Bug #44677
closedstale scrub status entry from a failed mds shows up in `ceph status`
0%
Description
This happens intermittently. When an active mds (mds.b) is terminated, mds.c transitions to active, but task status shows both MDSs scrub status:
ceph -s ... ... services: mon: 1 daemons, quorum a (age 24s) mgr: x(active, since 18s) mds: a:1 {0=b=up:active} 2 up:standby osd: 3 osds: 3 up (since 18s), 3 in (since 2h) task status: scrub status: mds.b: idle mds.c: idle ... ...
ceph-mgr should ideally prune older entries after `mgr_service_beacon_grace` seconds, but that doesn't happen. The issue is that ceph-mgr receives an updated fsmap and removes entries from it's tracking index (`daemon_state`). However, `DaemonServer::_prune_pending_service_map()` requires the mds entry in the tracking index to prune stale entries from service map. So, those stale entries remain in the service map until ceph-mgr is restarted (or on a failover).

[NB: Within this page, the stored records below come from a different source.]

PR #1442, opened 2026-04-23
fix(DATAGO-133094): reducing status calls

lgh-solace:

> User-visible symptom: With multiple concurrent background tasks running, the WebUI becomes unusable — and the slowdown spreads to other users who happen to be served by the same gateway replica. Server logs also show SSE viz queue full for stream viz-stream-… warnings during the same periods.

**Root cause**
The culprit was the frontend's useBackgroundTaskMonitor hook. It existed to poll for background-task completion when SSE wasn't connected to the relevant session, but the implementation amplified load in two ways:

* Per-task fan-out. Every 5 seconds it walked the entire tracked-task list and fired one GET /api/v1/tasks/{id}/status per task sequentially. A user with N tasks = N round-trips per poll = N DB hits every 5 s.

Updated by Venky Shankar about 4 years ago
- Status changed from In Progress to Fix Under Review
- Pull request ID set to 34281
Updated by Kefu Chai about 4 years ago
- Backport changed from nautilus to nautilus,octopus
Updated by Greg Farnum about 4 years ago
- Status changed from Fix Under Review to Pending Backport
Updated by Nathan Cutler about 4 years ago
- Copied to Backport #45049: octopus: stale scrub status entry from a failed mds shows up in `ceph status` added
Updated by Nathan Cutler about 4 years ago
- Copied to Backport #45050: nautilus: stale scrub status entry from a failed mds shows up in `ceph status` added
Updated by Nathan Cutler almost 4 years ago
- Status changed from Pending Backport to Resolved
While running with --resolve-parent, the script "backport-create-issue" noticed that all backports of this issue are in status "Resolved" or "Rejected".